Excerpted data below:

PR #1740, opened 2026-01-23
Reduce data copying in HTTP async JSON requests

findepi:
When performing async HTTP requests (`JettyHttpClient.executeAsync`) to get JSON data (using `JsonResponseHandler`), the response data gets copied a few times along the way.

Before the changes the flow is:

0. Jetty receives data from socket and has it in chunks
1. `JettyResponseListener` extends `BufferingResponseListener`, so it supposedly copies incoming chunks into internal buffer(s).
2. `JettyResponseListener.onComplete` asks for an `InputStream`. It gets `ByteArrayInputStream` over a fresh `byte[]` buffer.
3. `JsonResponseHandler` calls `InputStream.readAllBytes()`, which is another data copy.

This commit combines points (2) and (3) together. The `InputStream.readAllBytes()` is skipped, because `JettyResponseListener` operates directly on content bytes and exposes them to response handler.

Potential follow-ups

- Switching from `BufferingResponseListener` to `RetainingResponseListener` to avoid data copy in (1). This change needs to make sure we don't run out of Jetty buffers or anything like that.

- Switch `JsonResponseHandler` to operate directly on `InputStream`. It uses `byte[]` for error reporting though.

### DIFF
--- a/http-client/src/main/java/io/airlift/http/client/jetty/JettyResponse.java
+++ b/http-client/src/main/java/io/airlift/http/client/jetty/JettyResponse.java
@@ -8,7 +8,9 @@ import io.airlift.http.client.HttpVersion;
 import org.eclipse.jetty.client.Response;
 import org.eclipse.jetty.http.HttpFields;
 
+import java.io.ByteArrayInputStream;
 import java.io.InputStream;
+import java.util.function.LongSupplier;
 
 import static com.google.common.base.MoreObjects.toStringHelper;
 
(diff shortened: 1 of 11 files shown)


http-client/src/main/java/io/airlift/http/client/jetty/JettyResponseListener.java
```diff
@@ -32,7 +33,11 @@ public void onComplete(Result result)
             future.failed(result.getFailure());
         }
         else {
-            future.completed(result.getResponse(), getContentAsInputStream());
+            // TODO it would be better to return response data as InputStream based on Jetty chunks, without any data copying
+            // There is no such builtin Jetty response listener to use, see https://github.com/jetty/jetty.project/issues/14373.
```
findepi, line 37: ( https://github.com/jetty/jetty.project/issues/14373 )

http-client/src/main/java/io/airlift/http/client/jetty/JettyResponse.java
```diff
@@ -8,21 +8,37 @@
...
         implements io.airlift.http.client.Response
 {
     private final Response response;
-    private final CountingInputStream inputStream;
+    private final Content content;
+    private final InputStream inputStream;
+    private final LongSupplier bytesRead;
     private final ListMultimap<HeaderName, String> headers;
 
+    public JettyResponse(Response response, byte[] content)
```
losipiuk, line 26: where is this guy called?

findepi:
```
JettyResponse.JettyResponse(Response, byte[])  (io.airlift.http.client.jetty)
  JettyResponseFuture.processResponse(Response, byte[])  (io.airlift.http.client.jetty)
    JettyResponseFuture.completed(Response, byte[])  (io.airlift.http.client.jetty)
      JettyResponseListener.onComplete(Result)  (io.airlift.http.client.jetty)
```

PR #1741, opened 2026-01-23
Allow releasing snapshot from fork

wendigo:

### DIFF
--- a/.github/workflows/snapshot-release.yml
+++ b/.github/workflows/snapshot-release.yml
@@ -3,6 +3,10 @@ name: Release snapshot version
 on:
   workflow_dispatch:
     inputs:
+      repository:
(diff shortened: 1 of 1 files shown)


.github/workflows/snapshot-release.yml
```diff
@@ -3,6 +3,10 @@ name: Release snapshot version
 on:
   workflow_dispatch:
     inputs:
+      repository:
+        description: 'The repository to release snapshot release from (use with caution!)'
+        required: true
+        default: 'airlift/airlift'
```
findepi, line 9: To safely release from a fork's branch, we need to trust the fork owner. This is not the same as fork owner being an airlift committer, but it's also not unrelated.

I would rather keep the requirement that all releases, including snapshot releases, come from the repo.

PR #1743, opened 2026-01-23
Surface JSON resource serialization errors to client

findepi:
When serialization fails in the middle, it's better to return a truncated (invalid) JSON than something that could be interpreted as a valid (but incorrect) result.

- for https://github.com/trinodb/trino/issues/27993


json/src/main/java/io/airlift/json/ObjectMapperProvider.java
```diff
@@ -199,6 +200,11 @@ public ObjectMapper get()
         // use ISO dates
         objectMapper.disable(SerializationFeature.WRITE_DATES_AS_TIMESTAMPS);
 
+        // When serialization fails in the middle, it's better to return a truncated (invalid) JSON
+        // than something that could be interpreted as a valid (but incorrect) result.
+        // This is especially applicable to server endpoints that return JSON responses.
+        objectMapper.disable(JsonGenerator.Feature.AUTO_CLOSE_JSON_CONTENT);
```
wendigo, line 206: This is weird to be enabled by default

End of Excerpted data.

Prompt:
Output, from the data above, the lines from the line with "(diff shortened: 1 of 1 files shown)" to the line with "(invalid) JSON than" exactly as they stand, both ends included and nothing else.

Output:
(diff shortened: 1 of 1 files shown)


.github/workflows/snapshot-release.yml
```diff
@@ -3,6 +3,10 @@ name: Release snapshot version
 on:
   workflow_dispatch:
     inputs:
+      repository:
+        description: 'The repository to release snapshot release from (use with caution!)'
+        required: true
+        default: 'airlift/airlift'
```
findepi, line 9: To safely release from a fork's branch, we need to trust the fork owner. This is not the same as fork owner being an airlift committer, but it's also not unrelated.

I would rather keep the requirement that all releases, including snapshot releases, come from the repo.

PR #1743, opened 2026-01-23
Surface JSON resource serialization errors to client

findepi:
When serialization fails in the middle, it's better to return a truncated (invalid) JSON than something that could be interpreted as a valid (but incorrect) result.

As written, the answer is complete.